[MB-6538] In rare cases CRC codes dont match when reading data from couch file Created: 05/Sep/12 Updated: 24/Oct/12 Resolved: 24/Oct/12 |
|
| Status: | Resolved |
| Project: | Couchbase Server |
| Component/s: | storage-engine |
| Affects Version/s: | None |
| Fix Version/s: | 2.0 |
| Security Level: | Public |
| Type: | Bug | Priority: | Blocker |
| Reporter: | Aleksey Kondratenko | Assignee: | Aaron Miller |
| Resolution: | Incomplete | Votes: | 0 |
| Labels: | 2.0-beta-release-notes | ||
| Remaining Estimate: | Not Specified | ||
| Time Spent: | Not Specified | ||
| Original Estimate: | Not Specified | ||
| Attachments: |
|
| Description |
|
I experimented with building index on 6 cluster_run nodes and 9E6 simple docs. Everything went fine and results appeared right, but I'm seeing
[ns_server:debug,2012-09-05T21:31:14.218,n_5@10.17.21.241:compaction_daemon:compaction_daemon:schedule_next_compaction:1204]Finished compaction too soon. Next run will be in 30s [couchdb:error,2012-09-05T21:31:14.296,n_2@10.17.21.241:<0.9681.0>:couch_log:error:42]Set view `default`, replica group `_design/dev_t`, doc loader error error: {file_corruption,<<"file corruption">>} stacktrace: [{couch_file,pread_iolist,2}, {couch_db,open_doc_int,3}, {couch_set_view_updater,load_doc,4}, {couch_set_view_updater,'-load_changes/7-fun-0-',6}, {couch_btree,stream_kv_node2,8}, {couch_btree,stream_kp_node,7}, {couch_btree,fold,4}, {couch_db,enum_docs_since,5}] [couchdb:error,2012-09-05T21:31:14.297,n_2@10.17.21.241:<0.6715.0>:couch_log:error:42]Set view `default`, replica group `_design/dev_t`, received error from updater: {file_corruption, <<"file corruption">>} [couchdb:info,2012-09-05T21:31:17.856,n_2@10.17.21.241:<0.6715.0>:couch_log:info:39]Starting updater for set view `default`, replica group `_design/dev_t` [couchdb:info,2012-09-05T21:31:17.856,n_2@10.17.21.241:<0.9753.0>:couch_log:info:39]Updater for set view `default`, replica group `_design/dev_t` started in logs.

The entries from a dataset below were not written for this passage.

PR #399, opened 2022-09-09
Tb main vcf qc rename samples

TedBrookings:
Add utility to optionally rename input VCF sample IDs to conform to comparison data set.

### DIFF
--- a/wdl/MainVcfQc.wdl
+++ b/wdl/MainVcfQc.wdl
@@ -16,6 +16,7 @@ workflow MainVcfQc {
     String? bcftools_preprocessing_options
     File? ped_file
     File? list_of_samples_to_include
+    File? sample_renaming_tsv # File with mapping to rename per-sample benchmark sample IDs for compatibility with cohort
     Int max_trios = 1000
     String prefix
     Int sv_per_shard
@@ -40,6 +41,7 @@ workflow MainVcfQc {
 
     # overrides for MiniTasks or Utils
     RuntimeAttr? runtime_override_subset_vcf
+    RuntimeAttr? runtime_override_rename_vcf_samples
     RuntimeAttr? runtime_override_merge_vcfwide_stat_shards
     RuntimeAttr? runtime_override_merge_vcf_2_bed
 
@@ -141,7 +143,6 @@ workflow MainVcfQc {
   if (defined(site_level_comparison_datasets)) {
     scatter ( comparison_dataset_info in select_first([site_level_comparison_datasets, 
                                                        [[], []]]) ) {
-
       # Collect site-level external benchmarking data
       call sitebench.CollectSiteLevelBenchmarking {
         input:
@@ -182,7 +183,7 @@ workflow MainVcfQc {
   scatter ( shard in SplitSamplesList.shards ) {
     call persample.CollectQcPerSample {
       input:
-        vcfs=vcfs,
+        vcfs=vcfs_for_qc,
         vcf_format_has_cn=vcf_format_has_cn,
         samples_list=shard,
         prefix=prefix,
@@ -236,14 +237,14 @@ workflow MainVcfQc {
   if (defined(sample_level_comparison_datasets)) {
     scatter ( comparison_dataset_info in select_first([sample_level_comparison_datasets, 
                                                        [[], []]]) ) {
-
       # Collect per-sample external benchmarking data
       call samplebench.CollectPerSampleBenchmarking {
         input:
           vcf_stats=MergeVcfWideStats.merged_bed_file,
           samples_list=CollectQcVcfWide.samples_list[0],
           per_sample_tarball=TarShardVidLists.vid_lists,
-          comparison_tarball=select_first([comparison_dataset_info[1]]),
+          comparison_tarball=comparison_dataset_info[1],
+          sample_renaming_tsv=sample_renaming_tsv,
           prefix=prefix,
           contigs=contigs,
           comparison_set_name=comparison_dataset_info[0],
--- a/wdl/TasksMakeCohortVcf.wdl
+++ b/wdl/TasksMakeCohortVcf.wdl
@@ -991,14 +991,14 @@ task ScatterVcf {
   command <<<
     set -euo pipefail
     # in case the file is empty create an empty shard
-    bcftools view -h ~{vcf} | bgzip -c > ~{prefix}.0.vcf.gz
-    bcftools +scatter ~{vcf} -o . -O z -p ~{prefix}. --threads ~{threads} -n ~{records_per_shard} ~{"-r " + contig}
+    bcftools view -h ~{vcf} | bgzip -c > "~{prefix}.0.vcf.gz"
+    bcftools +scatter ~{vcf} -o . -O z -p "~{prefix}". --threads ~{threads} -n ~{records_per_shard} ~{"-r " + contig}
 
-    ls ~{prefix}.*.vcf.gz | sort -k1,1V > vcfs.list
+    ls "~{prefix}".*.vcf.gz | sort -k1,1V > vcfs.list
     i=0
-    while read vcf; do
+    while read VCF; do
       shard_no=`printf %06d $i`
-      mv ${vcf} ~{prefix}.shard_${shard_no}.vcf.gz
+      mv "$VCF" "~{prefix}.shard_${shard_no}.vcf.gz"
       i=$((i+1))
     done < vcfs.list
   >>>
--- a/inputs/templates/test/MainVcfQc/MainVcfQc.per_sample_benchmark.json.tmpl
+++ b/inputs/templates/test/MainVcfQc/MainVcfQc.per_sample_benchmark.json.tmpl
@@ -7,15 +7,27 @@
     {{ reference_resources.hgsv_byrska_bishop_site_level_benchmarking_dataset | tojson }},
     {{ reference_resources.thousand_genomes_site_level_benchmarking_dataset | tojson }}
   ],
+  "MainVcfQc.sample_level_comparison_datasets": [
+    {{ reference_resources.hgsv_byrska_bishop_sample_level_benchmarking_dataset | tojson }}
+  ],
+  "MainVcfQc.sample_renaming_tsv": {{ reference_resources.hgsv_byrska_bishop_sample_renaming_tsv | tojson }},
+
   "MainVcfQc.sv_pipeline_docker": {{ dockers.sv_pipeline_docker | tojson }},
   "MainVcfQc.sv_base_mini_docker":{{ dockers.sv_base_mini_docker | tojson }},
   "MainVcfQc.sv_pipeline_qc_docker": {{ dockers.sv_pipeline_qc_docker | tojson }},
 
-  "MainVcfQc.prefix": {{ test_batch.name | tojson }},
-  "MainVcfQc.ped_file": {{ test_batch.ped_file | tojson }},
+  "MainVcfQc.prefix": "HGDP_and_HGSV",
+  "MainVcfQc.ped_file": {{ test_batch.hgdp_1kgp_ped | tojson }},
 
-  "MainVcfQc.vcfs": [ {{ test_batch.clean_vcf | tojson }} ],
-
+  "MainVcfQc.vcfs": [ {{ test_batch.gq_filtered_vcf | tojson }} ],
   "MainVcfQc.sv_per_shard": 2500,
-  "MainVcfQc.samples_per_shard": 600
+  "MainVcfQc.samples_per_shard": 600,
+  "MainVcfQc.runtime_override_per_sample_benchmark_plot": {
+    "mem_gb": 30,
+    "disk_gb": 50
+  },
+  "MainVcfQc.runtime_override_plot_qc_per_family": {
+    "mem_gb": 15,
+    "disk_gb": 100
+  }
 }
--- a/inputs/values/dockers.json
+++ b/inputs/values/dockers.json
@@ -16,7 +16,7 @@
   "sv_pipeline_docker": "us.gcr.io/broad-dsde-methods/gatk-sv/sv-pipeline:2022-09-13-v0.25.1-beta-f6d0c4da",
   "sv_pipeline_hail_docker": "us.gcr.io/broad-dsde-methods/gatk-sv/sv-pipeline:2022-09-13-v0.25.1-beta-f6d0c4da",
   "sv_pipeline_updates_docker": "us.gcr.io/broad-dsde-methods/gatk-sv/sv-pipeline:2022-09-13-v0.25.1-beta-f6d0c4da",
-  "sv_pipeline_qc_docker": "us.gcr.io/broad-dsde-methods/gatk-sv/sv-pipeline:2022-09-13-v0.25.1-beta-f6d0c4da",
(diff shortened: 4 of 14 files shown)


TedBrookings:
I added an input file `MainVcfQc_gq_filter.json.tmpl`, which I used to run QC on my input data. I've left it in for now so that a) reviewers can see how the new arguments are intended to be filled out, and b) I can re-run the job if there are any problems. I think I should probably remove it before merging. I'm not sure if the altered values should be propagated into the main `MainVcfQc.json.tmpl`

inputs/templates/test/MainVcfQc/MainVcfQc_gq_filter.json.tmpl
```diff
@@ -0,0 +1,31 @@
...
+
+  "MainVcfQc.sv_pipeline_docker": {{ dockers.sv_pipeline_docker | tojson }},
+  "MainVcfQc.sv_base_mini_docker":{{ dockers.sv_base_mini_docker | tojson }},
+  "MainVcfQc.samtools_cloud_docker":{{ dockers.samtools_cloud_docker | tojson }},
+  "MainVcfQc.sv_pipeline_qc_docker": {{ dockers.sv_pipeline_qc_docker | tojson }},
+
+  "MainVcfQc.prefix": "HGDP_and_HGSV",
+  "MainVcfQc.ped_file": "gs://broad-dsde-methods-tbrookin/results/gq-filtering/inputs/HGDP_1KGP.ped",
+
+  "MainVcfQc.vcfs": [ "gs://broad-methods-cromwell-exec-bucket-instance-8/CrossValidateGqRecalibrator/749b2884-08c3-4b73-9c1e-da32c99c5d61/call-DirectGqRecalibrator/RecalibrateGq/50849ff4-3f30-4b02-829e-eb9b34ceea61/call-RecalibrateGqTask/cacheCopy/hgdp_and_hgsv.cleaned_fixed_annotated_gq_recalibrated.vcf.gz" ],
```
epiercehoffman, line 23: I think it's cleaner to have one JSON template in general, but if this one has trios then maybe we should keep it as an alternative template to test the full breadth of functionality of MainVcfQc. Is this data able to be shared publicly? If so, can you make this VCF & PED file public? And can you move the VCF to a bucket without a TTL?

Also, can you rename the file to something like `MainVcfQc.WithTrios.json.tmpl` to be descriptive of what it contains & follow the naming convention of `WDLName.Descriptor.json.tmpl` (like GATKSVPipelineBatch.FromSampleEvidence.json.tmpl)?

inputs/templates/test/MainVcfQc/MainVcfQc_gq_filter.json.tmpl
```diff
@@ -0,0 +1,31 @@
+{
+  "MainVcfQc.primary_contigs_fai": {{ reference_resources.primary_contigs_fai | tojson }},
+
+  "MainVcfQc.site_level_comparison_datasets": [
+    {{ reference_resources.ccdg_abel_site_level_benchmarking_dataset | tojson }},
+    {{ reference_resources.gnomad_v2_collins_site_level_benchmarking_dataset | tojson }},
+    {{ reference_resources.hgsv_byrska_bishop_site_level_benchmarking_dataset | tojson }},
+    {{ reference_resources.thousand_genomes_site_level_benchmarking_dataset | tojson }}
+  ],
+  "MainVcfQc.sample_level_comparison_datasets": [
```
epiercehoffman, line 10: Can you make this reference the values JSON - similar to the site-level ones above?

wdl/Utils.wdl
```diff
@@ -758,3 +758,84 @@ task TransferVcfAnnotations {
...
+with open("original_vcf_samples.list", 'r') as f_in, open("renamed_samples.list", 'w') as f_out:
+  for line in f_in:
+    sample_id = line.rstrip()
+    renamed_id = sample_ids_map.get(sample_id, sample_id)
+    f_out.write(renamed_id + "\n")
+____EoF
+
+    echo "use bcftools reheader to change the sample names"
+    bcftools reheader \
+      -s "renamed_samples.list" \
```
epiercehoffman, line 819: It seems like it would be simpler to just take this TSV sample ID map as the input instead - what do you think? Personally I prefer the TSV because I think it's easier to generate for an analyst, and it removes some computation from this task

wdl/TasksMakeCohortVcf.wdl
```diff
@@ -991,14 +991,14 @@ task ScatterVcf {
...
-    bcftools view -h ~{vcf} | bgzip -c > ~{prefix}.0.vcf.gz
-    bcftools +scatter ~{vcf} -o . -O z -p ~{prefix}. --threads ~{threads} -n ~{records_per_shard} ~{"-r " + contig}
+    bcftools view -h ~{vcf} | bgzip -c > "~{prefix}.0.vcf.gz"
+    bcftools +scatter ~{vcf} -o . -O z -p "~{prefix}". --threads ~{threads} -n ~{records_per_shard} ~{"-r " + contig}
 
-    ls ~{prefix}.*.vcf.gz | sort -k1,1V > vcfs.list
+    ls "~{prefix}".*.vcf.gz | sort -k1,1V > vcfs.list
     i=0
-    while read vcf; do
+    while read VCF; do
```
epiercehoffman, line 999: Definitely more readable with non-overlapping variable names this way

wdl/MainVcfQc.wdl
```diff
@@ -85,7 +88,20 @@ workflow MainVcfQc {
     }
   }
 
-  Array[File] vcfs_for_qc = select_first([SubsetVcfBySamplesList.vcf_subset, vcfs])
+  if (defined(sample_renaming_json)) {
```
epiercehoffman, line 91: Do you think there's a way to do the renaming for just the external per-sample benchmarking, but not for the rest of the per-sample QC collection? That might be too complicated, because there's a lot more files, but if it was able to just map between the current cohort's sample IDs and the external cohort's sample IDs within the per-sample comparison script that seems like it would be ideal

inputs/templates/terra_workspaces/cohort_mode/workflow_configurations/MainVcfQc.json.tmpl
```diff
@@ -10,6 +10,7 @@
 
   "MainVcfQc.sv_pipeline_docker": "${workspace.sv_pipeline_docker}",
   "MainVcfQc.sv_base_mini_docker": "${workspace.sv_base_mini_docker}",
+  "MainVcfQc.samtools_cloud_docker": "${workspace.samtools_cloud_docker}",
```
epiercehoffman, line 13: Does this input also need to be added to MakeCohortVcf, the Batch WDL, and the single-sample WDL? Or maybe just use sv_pipeline_docker to avoid having to do that?

wdl/MainVcfQc.wdl
```diff
@@ -16,6 +16,7 @@ workflow MainVcfQc {
     String? bcftools_preprocessing_options
     File? ped_file
     File? list_of_samples_to_include
+    File? sample_renaming_json
```
epiercehoffman, line 19: Should make this an option in all workflows that call MainVcfQc

epiercehoffman (changes requested):
Good idea to add a sample renaming function to the sample-level comparisons here - this is a pain otherwise. 

Most of my comments are more like suggestions/ideas and may turn out to not be practical, but I wanted to bring them up at least. The change that I definitely want to request before you merge is to move the VCF in the new JSON template to a bucket without a TTL.

wdl/Utils.wdl
TedBrookings: bcftools is taking as input just a list of the new sample IDs, which it will use based on position alone (no mapping involved). The issue I faced in designing this is that we have potentially multiple input VCFs, in which case I could either have multiple input sample-renaming files, or one master input file that we could subset. I decided the first approach was actually harder to deal with, so I went with the later. Both have their downsides though. That said, I think the computation is only adding mental overhead for understanding this task, I don't think it adds meaningfully to runtime.

I actually developed a script to produce this input file, which I considered adding to the PR, but I didn't call it in a WDL. I could add it to the `scripts` folder though.

wdl/MainVcfQc.wdl
TedBrookings: Honestly I think the thing to do is to rename the samples in the external comparison set: I went with this approach because it was suggested to me and I was too busy to sit and think through the implications. The problem with only renaming during the external per-sample benchmarking, is that it takes its data from the bed files produced by `CollectQcVcfWide`. It felt like I might have to intervene in names in multiple places, and maybe mess up somewhere.

If this is a significant problem, it could be a good reason to go back to the drawing board and instead rename the files in the external tarball.

inputs/templates/terra_workspaces/cohort_mode/workflow_configurations/MainVcfQc.json.tmpl
TedBrookings: We could use anything derived from `samtools_cloud_docker`, so `sv_pipeline_docker` would work. I went with `samtools_cloud_docker` because it's smaller, but I don't think that's a huge deal. I think the best way forward would be to keep `samtools_cloud_docker` as the input for the Task in `Utils.wdl`, but then just pass `sv_pipeline_docker` as the corresponding input from `MainVcfQc.wdl`. I'll make that change unless you object.

wdl/MainVcfQc.wdl
TedBrookings: Done. I omitted Module07MinGqStep2MergePCRStatus because a) I'm suspicious of it, and b) it doesn't have the option to run per-sample comparisons anyway.

inputs/templates/terra_workspaces/cohort_mode/workflow_configurations/MainVcfQc.json.tmpl
epiercehoffman: Sounds like a good plan to me

wdl/Utils.wdl
epiercehoffman: bcftools also has the option to take a whitespace-separated file with a column for the old ID & a column for the new ID, so that's what I was referring to - sorry for the confusion since you were using a different format here. If we stick with the VCF reheader approach, my personal preference would be to provide a TSV in that format as input, rather than a JSON, because it's super easy to generate for an analyst working in excel or with Terra data tables. 

My understanding is that the multiple input VCFs should contain the same samples, but they may be sharded by genomic position, so I think it's ok to have one reheader file for all VCFs.

wdl/MainVcfQc.wdl
epiercehoffman: Do you think it could work to pass a sample renaming map to this script and use the ID that matches the external benchmarking dataset here when creating the per-sample BED files in the tarball? https://github.com/broadinstitute/gatk-sv/blob/cd5ce7e0a890c4c5234341e9fc976b4d56d3ca60/src/sv-pipeline/scripts/vcf_qc/collectQC.perSample_benchmarking.sh#L158

mwalker174 (changes requested):
Thanks @TedBrookings I thought you could just do this as a one-off for the hgdp call set, but working it into the pipeline is really above and beyond. This will save us a lot of time in the future!

For general use, I think we should be careful since some call sets contain problematic external IDs, so we should stick to the internal IDs where we can. I also need to double-check that we can share the hgdp vcf.

inputs/templates/test/MainVcfQc/MainVcfQc_gq_filter.json.tmpl
TedBrookings: I renamed it to `MainVcfQc_per_sample_benchmark.json.tmpl`, because adding the per-sample benchmarking is the main difference. However, it's also using a different VCF and PED file than the other template too. Since I've had quite variable problems with memory and disk, I think it's possible the attribute overrides relate to those inputs.

inputs/templates/test/MainVcfQc/MainVcfQc_gq_filter.json.tmpl
TedBrookings: Done

wdl/Utils.wdl
TedBrookings: Used a totally different strategy (as discussed), but the input is now a TSV. The script that produces it is `gatk-sv/scripts/inputs/get_rename_benchmark_samples_map.py`

inputs/templates/terra_workspaces/cohort_mode/workflow_configurations/MainVcfQc.json.tmpl
TedBrookings: I followed this plan. However it's now moot: the task for renaming VCF samples is not called. I'm inclined to delete it, since it is not used and doesn't use the preferred TSV input format. However, I figured I would wait for reviewer confirmation.

wdl/Utils.wdl
```diff
@@ -758,3 +758,84 @@ task TransferVcfAnnotations {
...
+  RuntimeAttr runtime_attr = select_first([runtime_attr_override, default_attr])
+
+  command <<<
+    set -euo pipefail
+
+    # symlink vcf_index to current working dir
+    ln -s ~{vcf_idx} .
+
+    echo "Get original VCF samples"
+    export GCS_OAUTH_TOKEN=`gcloud auth application-default print-access-token`
```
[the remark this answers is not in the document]
TedBrookings: This is probably moot because I expect you will want the task removed, but I want to discuss for future reference. I wrote this in mind with local execution / non-gcp stuff in mind. The token would be empty in that case, but since the files are local, their path would be good and I expect the rest of the task would execute. Is this just too risky a strategy anyway?

inputs/templates/test/MainVcfQc/MainVcfQc_gq_filter.json.tmpl
epiercehoffman: Sure, per_sample_benchmark is fine with me as an identifier. Can you still rename it to `MainVcfQc.per_sample_benchmark.json.tmpl` to match the `.` format used in other JSON templates in our repo?

wdl/MainVcfQc.wdl
```diff
@@ -295,6 +307,81 @@ workflow MainVcfQc {
 }
 
 
+# rename samples in comparison benchmark to match the cohort VCF
+task RenameBenchmarkTarfileSamples {
```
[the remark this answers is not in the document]
TedBrookings: Actually I agree, and it wasn't a tough fix. I'm running a quick test to make sure that nothing crazy happens, but it shouldn't delay anything.

inputs/templates/terra_workspaces/cohort_mode/workflow_configurations/MainVcfQc.json.tmpl
epiercehoffman: Yes, please go ahead and delete this input as well as the old task

epiercehoffman (approved):
Thanks for making the requested changes! Approved pending removal of samtools_cloud_docker input from MainVcfQc Terra JSON template & old renaming task that is no longer used

wdl/Utils.wdl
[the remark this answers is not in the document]
mwalker174: That's a fair point that it would just ignore the token in local mode, so fine to leave in. I think we had the same discussion in another PR now that I think of it.

mwalker174 (approved):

Will attach logs from this box. |
| Comments |
| Comment by Karan Kumar [ 05/Sep/12 ] |
| Which build? |
| Comment by Karan Kumar [ 05/Sep/12 ] |
| ohh. cluster_run |
| Comment by Filipe Manana [ 06/Sep/12 ] |
| This happens when reading from a database file, not from an index file. |
| Comment by Aleksey Kondratenko [ 06/Sep/12 ] |
| corrupted files attached |
| Comment by Aaron Miller [ 10/Sep/12 ] |
| in the corrupted doc in 252.couch it looks like the file got stomped on by one byte. Both docs have the same CRC, and should have the same data, but this byte got messed up somehow. |
| Comment by Aaron Miller [ 10/Sep/12 ] |
| see attached screenshot |
| Comment by Aaron Miller [ 10/Sep/12 ] |
| other file (253.couch.1) |
| Comment by Aaron Miller [ 16/Sep/12 ] |
| I don't understand the name change here. The files in question were never compacted. |
| Comment by Karen Zeller [ 17/Sep/12 ] |
|
Added to beta release notes: In rare cases codes used to test for data corruption (CRC, checksum) codes do not match when reading data from couch
file. |
| Comment by Farshid Ghods [ 02/Oct/12 ] |
|
Aliaksey,
did you use RAM disk for persistence when running this test ? |
| Comment by Aleksey Kondratenko [ 03/Oct/12 ] |
|
No. Don't understand why this would matter. _Any_ (well except for direct io) write to filesystem is write to kernel's page cache first.
|
| Comment by Damien Katz [ 04/Oct/12 ] |
| We think this was a regression, possibly a dangling pointer, in the ep-engine that has since been fixed. Please reopen if there is another instance of the recently. |
| Comment by Aleksey Kondratenko [ 23/Oct/12 ] |
| got this again |
| Comment by Aleksey Kondratenko [ 23/Oct/12 ] |
| vbucket in question was in bucket other which was populated by incoming xdcr |
| Comment by Aleksey Kondratenko [ 23/Oct/12 ] |
| attaching diags from node having that badness |
| Comment by Aaron Miller [ 24/Oct/12 ] |
| Single byte error again. |
| Comment by Aleksey Kondratenko [ 24/Oct/12 ] |
| Sorry folks, found that my box actually has bad RAM. |